PR #12420, opened 2026-06-22
[WIP] Add placement-level gang scheduling via scheduler-library

sohankunkerkar:
#### What type of PR is this?
/kind feature

 Adds placement-level gang scheduling via scheduler-library. Before admitting a workload, Kueue now runs the scheduler-library to verify all pods across all PodSets can actually be placed on cluster nodes. If any PodSet fails placement, the workload stays pending instead of wasting quota.

Fixes #

Builds on top of the scheduler-library vendor in #12256. The initial implementation was AI-assisted. The architecture decisions were made and reviewed by me. This work is primarily intended to understand the problem space and get a POC out to evaluate feasibility.

```release-note
NONE
```


sohankunkerkar:
cc @alaypatel07 this is the placement-level gang scheduling POC we discussed.

olekzabl:
@sohankunkerkar Would it be feasible that you split this PR into 2 commits, one identical to some commit from #12256 and the other one containing your changes on top of that?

______________________________

[What is being asked] Down to the last line, copy the entries above exactly.

[Written solution]
PR #12420, opened 2026-06-22
[WIP] Add placement-level gang scheduling via scheduler-library

sohankunkerkar:
#### What type of PR is this?
/kind feature

 Adds placement-level gang scheduling via scheduler-library. Before admitting a workload, Kueue now runs the scheduler-library to verify all pods across all PodSets can actually be placed on cluster nodes. If any PodSet fails placement, the workload stays pending instead of wasting quota.

Fixes #

Builds on top of the scheduler-library vendor in #12256. The initial implementation was AI-assisted. The architecture decisions were made and reviewed by me. This work is primarily intended to understand the problem space and get a POC out to evaluate feasibility.

```release-note
NONE
```


sohankunkerkar:
cc @alaypatel07 this is the placement-level gang scheduling POC we discussed.

olekzabl:
@sohankunkerkar Would it be feasible that you split this PR into 2 commits, one identical to some commit from #12256 and the other one containing your changes on top of that?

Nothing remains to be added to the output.